At that time AC monophase motors produced too many sparks on the collector (a part of electric motors) if working on high frequency, and so needed a low frequency to work. That's why they choose 16 2/3 Hz, which is exactly 1/3 of 50 Hz, the frequency of the main network (in Europe, a great part of the world uses 60 Hz).

Converting frequency is not easy, so the first way was simply putting a 50 Hz motor mechanically coupled to a generator with 3 times less poles, which gave 50 / 3 = 16,666666...Hz (+/- a tolerance).

While this anormal frequency required a separate supply network, it had other advantages over DC. Some countries though the other way round (like Italy which choose 3 kV DC), deciding that the advantages of DC were higher than its disadvantages. While in the 1920s both systems where roughly on the same level, today it is clear that AC systems are better (even at 16,7 Hz).

A wide range of frequencies have been tried, both on railway traction and industrial networks, but today the only frequencies used on large networks are 50 and 60 Hz for much of the world's main electrical network, 16,7 Hz for railways mainly in German-speaking and Scandinavian countries, and 25 Hz on the Northeast Corridor in the USA.

Note that 16 2/3 and 16,7 Hz are not the same thing, the explanation can certainly be found also in English (here in Italian: http://www.sguggiari.ch/3_16_2_3_Hz_o_16_7_Hz.php).

From a performance point of view, 25 kV 50 Hz, 25 kV 60 Hz and 15 kV 16,7 Hz (and the 12 kV 25 Hz on the Northeast Corridor) are roughly equal, so there is no need to covert 16,7 Hz network to 50 Hz, because there is already a fully functional 16,7 Hz production and distribution infrastructure.
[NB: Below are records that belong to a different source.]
PR #549, opened 2025-05-02
Support creating/updating partnerships

ethax-ross:
[Jira-4222](https://dfedigital.atlassian.net.mcas.ms/browse/CPDLP-4222)

### Support creating/updating partnerships

Add support for creating and updating partnerships by replicating the service behaviour in ECF.

Add `ecf_id` to `School`, `DeliveryPartner` and `LeadProvider` models.

Add convenience methods to `School` for eligibility checks.

Add `Create` and `Update` services.

Accept expressions of interest for the same school when creating a `SchoolPartnership`.

### Notes on implementation

There's going to be some difficulty with keeping parity with ECF and also adopting the RECT modelling/terminology. I've opted to keep the service request/attribute naming consistent with RECT, however we'll need to translate the attributes back into what we currently return in ECF (along with any error messages - replacing `registration year` with `cohort`, for example). We may be able to do something around custom I18n backends/middleware to achieve this globally (not quite the same, but similar to [this in NPQ reg](https://github.com/DFE-Digital/npq-registration/blob/main/lib/i18n/backend/npq.rb)).

In general the mix of terminology is going to be confusing; we may want to look into seeing if we can reference the RECT terminology instead of the ECF terms for 'cohort/registration year', 'partnership/school partnership' for example.

In RECT we can't tell which school is intending to offer DfE funding for which registration period as there is no notion of a `SchoolCohort`. Instead, we have dropped the validation for this as well as the restriction on a single LP/School/Registration Year partnership (off the back of Nathan's suggestion). To determine if we should allow a partnership at all we are now checking if there are any `TrainingPeriod` records with the school relationship, which implies a FIP participant as CIP don't get training periods in RECT.

I have not gone as far as implementing partnership reminders/notifications in this spike.

Relationships and challenged partnerships are not going to be supported in RECT.

The behaviour of expressions of interests is still TBC, but for the sake of this spike we will accept expressions of interests for a given school if they have the same LP/registration year combination and we ignore any others.

A couple of pain points I ran into with this spike:

- Training period factories are a bit iffy; you can't just `create(:training_period)` as often the date ranges don't align with the associated ECT/mentor at school periods. I found it would sometimes work locally but then fail in CI, so I have had to manually create the at school periods with started on/finished on dates and set the training period dates manually as well to ensure they will align.
- Creating schools in a certain state is hard because of how the school/GIAS school factory is setup. To create a school with a custom GIAS school you need to `nil` it in the factory and assciate it with the `urn` which is confusing, for example: `build(:school, gias_school: nil, urn: gias_school.urn)
- The randomness in the school factory made lots of my seed data flakey until I made them explicit - I think we should get rid of the `[true false].sample` stuff in the seeds, personally.

### DIFF
--- a/app/services/api/school_partnerships/create.rb
+++ b/app/services/api/school_partnerships/create.rb
@@ -1,0 +1,116 @@
+# frozen_string_literal: true
+
+module API::SchoolPartnerships
+  class Create
+    include ActiveModel::Model
+    include ActiveModel::Attributes
+
+    attribute :registration_year
+    attribute :school_ecf_id
+    attribute :lead_provider_ecf_id
+    attribute :delivery_partner_ecf_id
+
+    validates :registration_year, :school_ecf_id, :lead_provider_ecf_id, :delivery_partner_ecf_id, presence: true
+    validate :registration_period_exists
+    validate :lead_provider_exists
+    validate :school_exists
+    validate :school_is_not_cip_only
+    validate :school_is_eligible
+    validate :delivery_partner_exists
+    validate :lead_provider_delivery_partnership_exists
+    validate :school_partnership_does_not_already_exists
+    validate :school_training_period_exists
+
+    def create
+      return false unless valid?
+
+      SchoolPartnership.create!(
+        school:,
+        lead_provider_delivery_partnership:
+      ).tap { |school_partnership| accept_expressions_of_interest(school_partnership) }
+    end
+
+  private
+
+    def accept_expressions_of_interest(school_partnership)
+      expressions_of_interest = school_partnership.lead_provider_active_period.expressions_of_interest
+      expressions_of_interest.for_school(school).each do |expression_of_interest|
+        expression_of_interest.update!(school_partnership:)
+      end
+    end
+
+    def registration_period
+      @registration_period ||= RegistrationPeriod.find_by(year: registration_year) if registration_year
+    end
+
+    def lead_provider
+      @lead_provider ||= LeadProvider.find_by(ecf_id: lead_provider_ecf_id) if lead_provider_ecf_id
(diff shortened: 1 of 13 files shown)


app/services/api/school_partnerships/create.rb
```diff
@@ -0,0 +1,116 @@
...
+
+    def school_partnership_does_not_already_exists
+      return unless school && lead_provider_delivery_partnership
+
+      existing_school_partnership = school.school_partnerships.exists?(lead_provider_delivery_partnership:)
+
+      errors.add(:school_ecf_id, "School partnership already exists for the lead provider, delivery partner and registration year") if existing_school_partnership
+    end
+
+    def school_training_period_exists
```
cwrw, line 86: not sure about this - let's discuss as the school might not have set up participants yet and when they do they can link to the partnership 🤔

app/services/api/school_partnerships/create.rb
```diff
@@ -0,0 +1,116 @@
...
+        school:,
+        lead_provider_delivery_partnership:
+      ).tap { |school_partnership| accept_expressions_of_interest(school_partnership) }
+    end
+
+  private
+
+    def accept_expressions_of_interest(school_partnership)
+      expressions_of_interest = school_partnership.lead_provider_active_period.expressions_of_interest
+      expressions_of_interest.for_school(school).each do |expression_of_interest|
```
cwrw, line 37: is it worth checking those expressions don't have existing school partnerships for whatever reason 🤔

ethax-ross: Yeah good shout, I've updated - not sure about the `pending` terminology but it'll do for now

PR #558, opened 2025-05-06
Add more error types to TRS API client

### LINKED ISSUE #540: Deal with deactivated teachers better
We run a job every minute that [refreshes the details](https://github.com/DFE-Digital/register-early-career-teachers-public/blob/main/app/services/teachers/refresh_trs_attributes.rb) for a few teachers by pulling updates from TRS. All teachers will be refreshed every couple of days.

Some requests to TRS are met with a 404 though. This happens when a teacher is deactivated - either removed entirely or two records merged into one.

I had a chat with @gunndabad he said there will eventually be a webhook broadcast mechanism so they can inform consuming services when something changes. This is reliant on them storing a link in the data that would provide a way to link the old deactivated TRN to the new one when merged. Once this is in place the API could respond with a [301 (moved permenantly)](https://developer.mozilla.org/en-US/docs/Web/HTTP/Reference/Status/301).

Until then though, James suggested responding with a [410 (gone)](https://developer.mozilla.org/en-US/docs/Web/HTTP/Reference/Status/410) instead.

We should

* [x] update our `TRS::APIClient#find_teacher` method so that it reacts to `410` by marking the teacher record as deactivated in our database. I suggest setting a `trs_deactivated_at` timestamp for this rather than a boolean
* [x] add a scope to teachers called `.active_in_trs` that omits records that have a value in `trs_deactivated_at`
* [x] update the `Teachers::ScheduleTRSSyncJob` to omit teachers who are deactivated in TRS so we don't get the same exception over and over

Additionally, we'll need to take an action when teachers are deactivated so these records should show up _somewhere_ (maybe Blazer for now, low-fi)

peteryates:
We have some teachers who have been deactivated in TRS. Currently the TRS API returns a `404 Not found` but soon (hopefully) it'll return a `410 Gone` instead.

We can use this to mark teachers who have been deactivated in TRS as deactivated in our database. Each one will need to be manually checked to see what action needs to be taken, thankfully it's rare.

Once we've marked teachers as `trs_deactivated` we won't try to refresh their attributes any more, which should cut plenty of noise out of Sentry.

## Changes

* Make the TRS API client understand error codes other than `404`
* Add a `trs_deactivated` flag (I chose a flag rather than a timestamp as we already have `trs_details_last_refreshed_at` which will be the same)
* Update the sync job to mark teachers who come back with a `410` as deactivated
* Update the sync job scheduler to omit deactivated teachers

That's different for new rail electrifications, which use either 50 or 60 Hz depending of the main industrial network of the region.

Maybe it would be practical to standardize the electric network of the Northeast Corridor (and its branches), as it is relatively short and electrified with three different currents (25 kV 60 Hz, 12.5 kV 60 Hz, 12 kV 25 Hz).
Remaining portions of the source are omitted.